Attention-deficit hyperactivity disorder (ADHD) is characterized by changes to the circadian process. Many medications used to treat the condition, influence norepinephrine levels. Several studies have, in addition, reported that norepinephrine itself has an effect on circadian function. The aim of this study was to investigate the circadian gene expression in primary human-derived dermal fibroblast cultures (HDF) after norepinephrine exposure. We analyzed circadian preference, behavioral circadian and sleep parameters as well as the circadian gene expression in a cohort of healthy controls and participants with an ADHD diagnosis. Circadian preference was evaluated with German Morningness–Eveningness Questionnaire (D-MEQ) and rhythms of sleep/wake behavior were assessed via actigraphy. After ex vivo exposure to different norepinephrine concentrations in HDF cultures, the rhythmicity of circadian gene expression was analyzed via qRT-PCR. The exposure of 1 µM norepinephrine to confluent cultures of human dermal fibroblasts from participants with a diagnosis of ADHD, was shown to dampen Per1 rhythmicity. The expression of Bmal1, Per1 and Per3 in control subjects was also influenced by incubation with 1 µM norepinephrine. Cultures from the ADHD group revealed no statistically significant overall differences in circadian gene expression, between cultures with and without norepinephrine incubation. Per3 expression showed a significant ZT × group interaction via mixed ANOVA. Per3 expression at ZT4 was significant higher in the group of control samples incubated with 1 µM norepinephrine, compared to the control group without norepinephrine. This effect was also shown in the control samples incubated with 1 µM norepinephrine and cultures from subjects with ADHD without norepinephrine incubation. Per3 expression differed between the healthy control group and the ADHD group without norepinephrine incubation at ZT28. The results of the present study illustrate that norepinephrine impacts on circadian function. In both groups, control group and cultures taken from subjects with ADHD, the expression of the periodic genes (Per1–3) was significantly influenced by incubation with norepinephrine.

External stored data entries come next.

PR #295, opened 2018-02-13
feat: includes transifex script and removes polyfill io

sorodrigo:
This PR includes:
- New script for Transifex translation.
- Remove unnecessary polyfills.
- [x] Adds language selector to header.


frontend/scripts/react-components/shared/newsletter/newsletter-form.component.jsx
```diff
@@ -46,7 +47,7 @@ class NewsletterForm extends React.PureComponent {
               onInput={this.onFormInput}
               type="email"
               name="email"
-              placeholder="SIGN UP HERE TO RECEIVE UPDATES"
+              placeholder={i18n('Sign up here to receive updates').toUpperCase()}
```
tiagojsag: Isn't it better to do this with CSS rather than JS?

PR #298, opened 2018-02-14
Fix/sidekiq limit unique job execution

agnessa:
Adds more control to the sidekiq configuration and a way of ensuring long running database jobs do not execute simultaneously. Details about how that works in README.

### DIFF
--- a/Gemfile
+++ b/Gemfile
@@ -37,6 +37,7 @@ gem 'twitter', '~> 6.1'
 
 gem 'appsignal'
 gem 'sidekiq'
+gem 'sidekiq-unique-jobs'
 
 group :development, :test do
   gem 'byebug', platform: :mri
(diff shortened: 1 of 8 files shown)


tiagojsag:
Are we preventing a data sync (from the main db) from being scheduled if another sync process is already queued/in progress?

agnessa:
Yes, we do it on 2 levels: the protection given by this gem is the last line of defence, the first one is a custom mechanism of locking by creating a record in the `database_updates` table. To start a job you need to create a record in that table with the `status` field set to `STARTED`, and it's only possible to have one such record at any given time (which is checked both using a database partial index and an ActiveRecord validation). So theoretically it should not be possible to even add a new import job to the queue (regardless if you use the admin interface or the rake task), but just in case someone found a way to do it we have this unique sidekiq lock in place.

PR #300, opened 2018-02-15
Fix carto data loading and geojson generation

tiagojsag:
Fixes https://basecamp.com/1756858/projects/12498794/todos/335916579

Also changes the main.sh script, which was broken because we updated the topojson dependency, and for another reason I don't really know why

Test:
- Hover the map on http://localhost:8081/profile-actor?nodeId=1596&year=2015 to see the municipality names on a tooltip. In prod, we have encoding issues, which are now fixed in this branch.


sorodrigo:
Nightmare to test this in Windows. I discovered that the dev environment doesn't work in Edge nor IE. Tested in production and found that `profile-actor` page used `querySelectorAll.forEach` method, which is not supported in Windows stuff. Fixed that, tested new encodings and they're looking good!

Issue #179, opened 2018-01-04
Map: Expand bivariate maps from 9 to 16 buckets


tiagojsag:
https://basecamp.com/1756858/projects/12498794/todos/320705520
https://basecamp.com/1756858/projects/12498794/todos/322939121
https://github.com/Vizzuality/trase/issues/104

- New admin interface should allow manually changing these values
- The tool should pre-fill the yellow table bucket values with a sensible default (calculate max and min, and separate range into equal intervals).
- Some layers will have un-standard number of buckets, need to take that into account

Test
- Bi-dimension choropleth show up a 4x4 grid of values, instead of current 3x3
- Single dimension choropleth remains as-is
- Test that "0" and "na" values remain as they currently are.

agnessa:
The current bucket_5 will be an array of multiple length which represents the single dimension; it might have more than 4 values as it currently has.

The current bucket_3 is used when 2 dimensions applied and it has 2 values; it needs to be changed to allow 3 values.

tiagojsag:
on bucket_3, you may actually enforce it to have an array of 3 numbers

agnessa:
I propose to rename them `univariate_buckets` and `bivariate_buckets`

tiagojsag:
how about something simpler, like single_layer_buckets and dual_layer_buckets?

agnessa:
well I do like my Latin, but if you insist ;) sure, as long as the intention of the column is clear.

tiagojsag:
I dont insist, just seems easier to read, especially for non-natives. But pick your favorite

agnessa:
About this requirement to pre-fill with sensible values. I think we discussed that at some point not to make the default values part of the importing process for now, relying on validation endpoint + admin tool instead to sort out post-import configuration. So just double checking whether this is about setting the default value as part of post-import process (which I think is more complex than it seems, because I'm not sure how we can reliably decide whether or not e.g. a new map attribute should be created), or perhaps when someone goes to the admin tool, starts adding a new map attribute and the buckets come up populated in the form?

Another question, how do I rescale the current values for bucket_3?

PR #314, opened 2018-02-26
Feature/expand map buckets

agnessa:
- renamed `bucket_3` -> `dual_layer_buckets`, `bucket_5` -> `single_layer_buckets`
- `dual_layer_buckets` needs to be 3 elements (values rescaled by adding an element in between)
- `single_layer_buckets` can be variable length; because of that there is now an sql function which calculates the bucket for a given value in the `node_attributes` endpoint (we used to have a `CASE` statement there, but that wouldn't work for variable length arrays)
- while making the changes to the `map_layers` controller I noticed it still uses v2 serializers, so I added v3 versions so that it's easier to get rid of v2 in the future
- did not add the capability to populate buckets automatically

`bundle exec rake db:migrate`


agnessa:
https://github.com/Vizzuality/trase/issues/179

Did not add the capability to populate buckets automatically, as I'm not sure at which point this is supposed to happen (import script? admin tool?) and also I think there are more properties that could benefit from default values, and not sure if providing those is in scope.

I believe all of these properties could be prepopulated from data in `flows`, and to me it would make sense to either do it for all of them or none:
    - `map_attributes#years`
    - `map_attributes#single_layer_buckets`
    - `map_attributes#double_layer_buckets`
    - `download_attributes#years`
    - `ind/qual/quant properties#is_temporal`
    - `recolor_by_attributes#years`
    - `recolor_by_attributes#min/max_value`
    - `resize_by_attributes#years`

agnessa:
@sorodrigo I believe this is ready for you to look at. The first thing to look into is handling the 4x4 grid for dual layers. Not sure what needs doing with single layers at this point (eventually they need to support variable length buckets.)

tiagojsag:
Backend changes look good, but can't be merged until we do the FE changes, due to the increase in number of buckets

tiagojsag:
This will need another iteration once https://github.com/Vizzuality/trase/issues/323 is done, but for now we should merge, to avoid rebase nightmare (and to avoid me having to rollback my database, im lazy).

PR #643, opened 2022-06-22
Update migrate.md

jamesmontemagno:


jmarti326:
LGTM!

davidbritch:
Afraid I'm closing this. The preview note is a requirement on every page until VS support for MAUI GAs. The note may be confusing, but that's because the story is confusing. But the note is accurate.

注意缺陷多动障碍 (ADHD) 的特点是昼夜节律过程发生变化。许多用于治疗该病的药物都会影响去甲肾上腺素水平。此外，几项研究报告说，去甲肾上腺素本身对昼夜节律功能有影响。本研究的目的是研究去甲肾上腺素暴露后原代人源性真皮成纤维细胞培养 (HDF) 中的昼夜节律基因表达。我们分析了一组健康对照组和患有 ADHD 诊断的参与者的昼夜节律偏好、行为昼夜节律和睡眠参数以及昼夜节律基因表达。昼夜节律偏好通过德国晨昏问卷 (D-MEQ) 进行评估，睡眠/清醒行为的节律通过活动记录仪进行评估。离体后在 HDF 培养物中暴露于不同浓度的去甲肾上腺素，通过 qRT-PCR 分析昼夜节律基因表达的节律性。将 1 µM 去甲肾上腺素暴露于来自被诊断为 ADHD 的参与者的人类真皮成纤维细胞融合培养物中，被证明会抑制Per1节律性。对照受试者中Bmal1、Per1和Per3的表达也受到与 1 µM 去甲肾上腺素孵育的影响。ADHD 组的培养物显示，在有和没有去甲肾上腺素孵育的培养物之间，昼夜节律基因表达没有统计学上显着的总体差异。Per3表达通过混合方差分析显示出显着的 ZT × 组相互作用。Per3与没有去甲肾上腺素的对照组相比，在用 1 µM 去甲肾上腺素孵育的对照样品组中，ZT4 的表达显着更高。这种效果也显示在与 1 µM 去甲肾上腺素孵育的对照样品中，以及来自患有 ADHD 的受试者的培养物中，而没有去甲肾上腺素孵育。在 ZT28 没有去甲肾上腺素孵育的健康对照组和 ADHD 组之间的Per3表达不同。本研究的结果表明去甲肾上腺素影响昼夜节律功能。在两组、对照组和取自 ADHD 受试者的培养物中，周期性基因( Per1-3 ) 的表达受到去甲肾上腺素孵育的显着影响。